Task item
Once the line with "with intervening |mass" is found in the data, output it and each following line exactly, up to and including the line with "ci: fix test", and nothing before or after.

[Saved data entries]
::::::

PR #3143, opened 2020-07-21
interface: two design tweaks

matildepark:
If I can squeeze these in here I'd like to — 

- base hash uses `mono`
- group-detail has a correction for the line-height of its items


matildepark:
As for the deletion of those imports — they're not used, it's just lint / cleanup.

PR #3146, opened 2020-07-22
chat-js: save unsent message for each station

lukechampine:
Previous behavior:

1. Type message in chat without submitting it
2. Navigate to other chat
3. Navigate back
4. Message has been cleared

New behavior: message is not cleared. This matches the behavior of Discord, Slack, etc.


galenwp:
hero

PR #3854, opened 2020-11-02
launch: fixes tile padding

tylershuster:
fixes https://github.com/urbit/landscape/issues/129

### DIFF
--- a/pkg/interface/src/views/apps/launch/app.js
+++ b/pkg/interface/src/views/apps/launch/app.js
@@ -1,5 +1,6 @@
 import React from 'react';
 import Helmet from 'react-helmet';
+import styled from 'styled-components';
 
 import { Box, Row, Icon, Text, Center } from '@tlon/indigo-react';
 import { uxToHex, adjustHex } from '~/logic/lib/util';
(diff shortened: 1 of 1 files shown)


matildepark (changes requested):
image

Padding isn't helping here I think.

image

tylershuster:
feckin scrollbar

tylershuster:
Ok, this is a bit bold but I think it achieves what we want without sacrificing usability. The scrollbar will no longer be visible on the home screen but it will still be scrollable. This fixes the padding issues

pkg/interface/src/views/apps/launch/app.js
```diff
@@ -32,10 +41,10 @@ export default class LaunchApp extends React.Component {
         <Helmet>
           <title>OS1 - Home</title>
         </Helmet>
-        <Box height='100%' overflowY='scroll'>
+        <ScrollbarLessBox height='100%' overflowY='scroll'>
```
matildepark, line 44: TBH we're going to want this same thing on the sidebar probably. Separate PR.

matildepark (approved):

PR #3860, opened 2020-11-02
publish: fixes #3859, fixes #3844

### LINKED ISSUE #3844: publish: Editing a post causes endless spinner, but edit shows on refresh
Via @vvisigoth.

### LINKED ISSUE #3859: publish: endless spinner on submitting post update
**Describe the bug**
Updating an existing post doesn't terminate. But edit is propagated.

**To Reproduce**
1. Make a post
2. Click on "Update"
3. Update the post
4. Click save

**Expected behavior**
Edit is saved and returned to post screen

tylershuster:
This is the same fix as https://github.com/urbit/urbit/pull/3856

@liam-fitzgerald does this have something to do with the work you mentioned on bigints earlier? `===` checks are failing because of a JS variable type and I haven't looked deeply into it but my intuition tells me a) that's the issue and b) you might know something about a holistic pass to remedy the issue rather than adding `valueOf()` piecemeal

### DIFF
--- a/pkg/interface/src/logic/lib/publish.ts
+++ b/pkg/interface/src/logic/lib/publish.ts
@@ -87,7 +87,7 @@ export function getLatestRevision(node: GraphNode): [number, string, string, Pos
     return empty
   }
   const [title, body] = rev.post.contents as TextContent[];
-  return [revNum, title.text, body.text, rev.post];
+  return [revNum.toJSNumber(), title.text, body.text, rev.post];
 }
 
 export function getComments(node: GraphNode): GraphNode {


matildepark:
Tagging @liam-fitzgerald for possible holistic solution; if this thread is left pending around the next OTA I will merge this as is

pkg/interface/src/views/apps/publish/components/EditPost.tsx
```diff
@@ -37,7 +37,7 @@ export function EditPost(props: EditPostProps & RouteComponentProps) {
       await api.graph.addNodes(ship, book, nodes);
       await waiter(p => {
         const [rev] = getLatestRevision(p.note);
-        return rev === newRev;
+        return rev.valueOf() === newRev;
```
liam-fitzgerald, line 40: `getLatestRevision` in `lib/publish.ts` should be changed such that `return [revNum.toJSNumber(), title.text, body.text, rev.post]`; is the return value.

liam-fitzgerald (changes requested):
should change this so that the revision number is a JS number.

tylershuster:
Cheers @liam-fitzgerald — now we don't need https://github.com/urbit/urbit/pull/3856 but it won't hurt

liam-fitzgerald (approved):
LGTM!

PR #3862, opened 2020-11-02
landscape: hide new channel container, daybreak in unread marker

matildepark:
- The new channel container had some padding leftover when its child was hidden, preventing users from clicking bottom channels; we hide the container itself now
- I was going to add `flex-shrink` to the daystamp in the unread marker, but it always provided useless data for its intended use case (eg. staggering the daybreak + unread marker instead of combining them, see below) so I just remove it.

Screen Shot 2020-11-02 at 3 43 01 PM


liam-fitzgerald (approved):
LGTM!

PR #3863, opened 2020-11-02
group switcher: full row links to group; group title is flex truncated

matildepark:
- Instead of clicking text, you can click the full row to go to the group in question in recent groups
- Group title was truncated in the dropdown with a max width of `131px`. By passing `min-width: 0` all the way up we can use flexbox to set the width and truncate the title depending on viewport. Previously, titles were cut off halfway through the viewport on mobile (bigger sidebar).

cc @liam-fitzgerald Anything I need to remember with the changes to dropdown here?


liam-fitzgerald (approved):
LGTM!

PR #3865, opened 2020-11-03
graph-push-hook: allow for node removal by author

liam-fitzgerald:


matildepark:
This should probably include FE changes in the PR?

liam-fitzgerald:
ruh roh

matildepark:
Is that prohibitive? We just want to avoid a situation where back-end and front-end changes are deviated and it's unclear which support which.

liam-fitzgerald:
no, I just forgot accidentally

pkg/arvo/app/graph-push-hook.hoon
```diff
@@ -32,6 +32,22 @@
...
       (is-admin:grp src.bowl i.group-paths)
   ==
+::
+++  is-allowed-remove
+  |=  [=resource:res indices=(set index:store) =bowl:gall]
+  ^-  ?
+  =/  gra   ~(. graph bowl)
+  ?.  (is-allowed resource bowl %.n)
+    %.n
+  %+  levy
```
tacryt-socryp, line 42: What does this do? The method description in the standard library is... not helpful.

tacryt-socryp: Oh, okay. It just returns yes if all of the result tests are yes... essentially an ?& across a list.

pkg/arvo/lib/graph.hoon
```diff
@@ -17,6 +17,18 @@
   %+  scry-for  update:store
   /graph/(scot %p entity.res)/[name.res]
 ::
+++  get-node
```
tacryt-socryp, line 20: Technically this is "got-node", as "get-node" would return a unit.

tacryt-socryp (changes requested):
One small change (get to got), otherwise looks good.

tacryt-socryp (approved):

PR #3867, opened 2020-11-03
gall: fix crashed %fact handling not removing subscription from yoke

liam-fitzgerald:
If the handling of a %fact crashes in the gall agent, we kill the
subscription with +ap-kill-down. However, +ap-kill-down did not remove
the subscription from the yoke. This causes spurious %watch-not-unique
errors, as the bowl may contain subscriptions that have been killed by
crashed %fact handling.

Postscript: This is almost certainly the cause of publish's mysterious 'kicked for no reason' behaviour and the subsequent `%watch-not-unique` on resubscribe.

### DIFF
--- a/bin/solid.pill
+++ b/bin/solid.pill
@@ -1,3 +1,3 @@
 version https://git-lfs.github.com/spec/v1
-oid sha256:7a5ffa86349b0f418d7d5a5f69a773d29b1d48d80d657058ff5abb0572f5187f
-size 6409970
+oid sha256:9ead5c73510b0e764d0acdfd8c9dd40c599a065eaf43e8b313399ab3ba5147fe
+size 6338075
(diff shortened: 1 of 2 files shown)


belisarius222 (approved):
LGTM

Good catch.  I believe this was my mistake, so mea culpa.

liam-fitzgerald:
ping @philipcmonk I'd like to get this fixed&deployed asap, it makes fixing broken subscriptions in OTAs somewhat unreliable

philipcmonk:
Sorry I missed this. Doesn't the kick remove from outbound.watches in
ap-specific-take? Is it trying to remove the wrong wire or dock or
something?

philipcmonk:
@liam-fitzgerald I don't understand why the `%kick` doesn't do this.

liam-fitzgerald:
on a second look, i was reading this code incorrectly

PR #3869, opened 2020-11-03
hark, graph-store: mentions support.

liam-fitzgerald:
- Adds a %mention type to +content:post
- hark-graph-hook scans for %mentions of our own ship instead of doing wacky text processing
- Links, publish now tokenise mentions before sending to backend
- Mentions in comments are highlighted and replaced with the nickname, if any.
Visual demo: 
Capture d’écran 2020-11-03 à 4 19 17 PM

### DIFF
--- a/pkg/arvo/app/hark-graph-hook.hoon
+++ b/pkg/arvo/app/hark-graph-hook.hoon
@@ -211,11 +211,9 @@
       ^-  ?
       ?.  mentions  %.n
       ?~  contents  %.n
-      ?.  ?=(%text -.i.contents)
+      ?.  ?=(%mention -.i.contents)
         $(contents t.contents)
-      =/  res
-         (find (scow %p our.bowl) (trip text.i.contents))       
-      ?^  res
+      ?:  =(our.bowl ship.i.contents)
         %.y
       $(contents t.contents)
     ::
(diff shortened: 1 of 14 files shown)


urcades:
Oh yeah

tacryt-socryp (approved):
Hoon looks great.

galenwp:
exciting

liam-fitzgerald:
Note for those following at home: This will be unable to be prereleased for beta testing on livenet, due to the change in the +content:post type and the subsequent mark validation change that will occur. As a result, I've PR'd this change against the original branch, with the intention of keeping the `lf/hark-redux` branch testable on livenet so that we can cleanup any issues there. 

cc: @matildepark

matildepark:
> As a result, I've PR'd this change against the original branch, with the intention of keeping the lf/hark-redux branch testable on livenet so that we can cleanup any issues there.

Except it has a different mentions implementation, and we'll leave a great deal of functionality untested if we do that. We can have a subnet of moons with these changes instead of operating against livenet content; so I'd like to merge this in anyway. @tacryt-socryp?

tacryt-socryp:
I'd like it to be merged and tested as a single PR as well.

PR #3870, opened 2020-11-03
lib-push-hook: fix behaviour of %remove

### LINKED ISSUE #3868: Irrelevant code or bug?
The =/  paths isn't used in the +remove gate here. I'm still wrapping my head around the logic so can't say whether this =/ should be removed or if there is something wrong here. Thought I'd mention it.

https://github.com/urbit/urbit/blob/e279b080495f3af2020aab8ea8e84a36d326a9ea/pkg/arvo/lib/push-hook.hoon#L285

liam-fitzgerald:
%remove did not properly iterate over the paths and as such did not
return a complete list of paths to kick.

Fixes #3868

### DIFF
--- a/pkg/arvo/lib/push-hook.hoon
+++ b/pkg/arvo/lib/push-hook.hoon
@@ -282,14 +282,15 @@
       |=  rid=resource
       =/  pax=path
         [%resource (en-path:resource rid)]
-      =/  paths=(list path)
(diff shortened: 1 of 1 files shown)


matildepark:
ping @tacryt-socryp

tacryt-socryp (approved):

Issue #3857, opened 2020-11-02
landscape: leaving a group dumps all channels, even if unjoined, into home workspace


devinmancuso:
**Describe the bug**
Click on the _Settings_ and _Refresh_ icons produce errors and incorrect function calls when accessing channels I have never joined from groups I am no longer a member of.

**To Reproduce**
1. Join a group by clicking on a link in a chat
2. Click on each channel in the group but do **not** join any of the channels in that group
3. Go to landscape home
4. Click on the newly created group tile 
5. Leave the group via button
6. Go to landscape home
4. Click on your Home tile
5. You should see the channels from that group greyed out in your channel list
6. Click on one of these channels on the LHS menu

**Expected behavior**
These channels should not appear in the list under 'home' as I never joined them and I left the group.

**Actual behavior**
With a channel selected after steps above
1. Clicking on the 'cog settings icon' will result in an error screen "“Cannot read property 'metadata' of undefined”"
2. Clicking on the 'refresh icon' will result the in 'new DM' modal appearing

**Screenshots**
<img width="745" alt="Screen Shot 2020-11-02 at 12 28 29 AM" src="https://user-images.githubusercontent.com/1478273/97846133-6d5ca580-1ca2-11eb-93cc-c58078b32f90.png">
(clicking on the refresh icon)

**Desktop (please complete the following information):**
 - OS: MacOS v10.15.7
 - Browser Chrome

matildepark:
tagging @tacryt-socryp for potential FE work to hide metadata for channels we never had (or any association with %sane work in #3416)

tacryt-socryp:
Going to hit this now by implementing a thread in `observe-hook`

tacryt-socryp:
Fixed in #3986.

PR #3871, opened 2020-11-03
graph-pull-hook: only archive if we have graph

liam-fitzgerald:
Scries to see if we already have the graph, and only then do we archive it. 
Unrelated, but how the hell does lib/graph work here if we aren't passing it the bowl?


matildepark:
Part of a fix for #3857.

matildepark:
ping @tacryt-socryp

tacryt-socryp (approved):

PR #3872, opened 2020-11-03
test: cleans up output, adds |trim and |meld

joemfb:
with intervening |mass measurements (the before/after `~&` printfs ensure that `stderr` output is fully captured).


brendanhay (approved):
Clearly the real point of this PR was typographic subversion.

PR #4465, opened 2021-02-19
chatMessage: pass history to overlays

matildepark:
Fixes unfiled bug where window.History was passed instead of react-router's history, so profile overlay redirects didn't work on development stream.


matildepark:
Superseded by #4470

PR #4467, opened 2021-02-20
ci: fix test harness output, report build failures

### LINKED ISSUE #3598: test: build failures in -test not identified in CI

joemfb:
This fixes #3598 (or at least all known causes -- the whole herb/lens/test harness is still pretty fragile). It also fixes a couple current build/test failures. I'm targeting master to fix CI quickly and broadly.

### DIFF
--- a/pkg/arvo/app/test.hoon
+++ b/pkg/arvo/app/test.hoon
@@ -106,11 +106,18 @@
 ++  on-peek   on-peek:def
 ++  on-agent  on-agent:def
 ++  on-arvo
+  =>  |%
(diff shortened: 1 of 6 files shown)


Fang- (approved):
Thank you! All the changes here seem fine. ~zod's work, Joe.

PR #4469, opened 2021-02-20
chat: correctly position mentions

jamesacklin:
Horizontally aligns a mention in a chat message if it is the first thing in the message; adds a margin if it is inline with surrounding text.

Fixes urbit/landscape#468

### DIFF
--- a/pkg/interface/src/views/apps/chat/components/ChatMessage.tsx
+++ b/pkg/interface/src/views/apps/chat/components/ChatMessage.tsx
@@ -448,7 +448,7 @@ export const Message = ({
               const first = (i) => (i === 0);
               return (
                 <Mention
-                  marginLeft={first(i) ? "-4px" : "0"}
+                  first={first(i)}
                   group={group}
                   scrollWindow={scrollWindow}
                   ship={content.mention}
--- a/pkg/interface/src/views/apps/chat/components/ChatMessage.tsx
+++ b/pkg/interface/src/views/apps/chat/components/ChatMessage.tsx
@@ -445,8 +445,10 @@ export const Message = ({
                 </Box>
               );
             case 'mention':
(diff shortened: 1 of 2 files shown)


pkg/interface/src/views/apps/chat/components/ChatMessage.tsx
```diff
@@ -445,8 +445,10 @@ export const Message = ({
                 </Box>
               );
             case 'mention':
+              const first = (i) => (i === 0);
               return (
                 <Mention
+                  marginLeft={first(i) ? "-4px" : "0"}
```
matildepark, line 451: Indigo would do this as just "1" I think. We could stick to theme variables.

(Alternatively — don't margins collapse? I wonder if we could avoid all this logic with clever margin stuff.)

jamesacklin: Unfortunately, margins only collapse vertically. From what I can discern, we want margins around mentions if they're surrounded by other content, and only on the right side if they're not. I will reverse the logic here and thread  to only positively apply margins.

pkg/interface/src/views/components/MentionText.tsx
```diff
@@ -53,10 +54,11 @@ export function Mention(props: {
   }, [showOverlay]);
 
   return (
-    <Box position='relative' display='inline-block' cursor='pointer'>
+    <Box position='relative' display='inline-block' cursor='pointer' {...rest}>
       <Text
         onClick={() => toggleOverlay()}
-        mx={1}
+        marginLeft={first? 0 : 1}
```
matildepark, line 60: I don't know if the ternary should be right up in there, but it does seem to work.

matildepark (approved):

::::::

Answer box
with intervening |mass measurements (the before/after `~&` printfs ensure that `stderr` output is fully captured).


brendanhay (approved):
Clearly the real point of this PR was typographic subversion.

PR #4465, opened 2021-02-19
chatMessage: pass history to overlays

matildepark:
Fixes unfiled bug where window.History was passed instead of react-router's history, so profile overlay redirects didn't work on development stream.


matildepark:
Superseded by #4470

PR #4467, opened 2021-02-20
ci: fix test harness output, report build failures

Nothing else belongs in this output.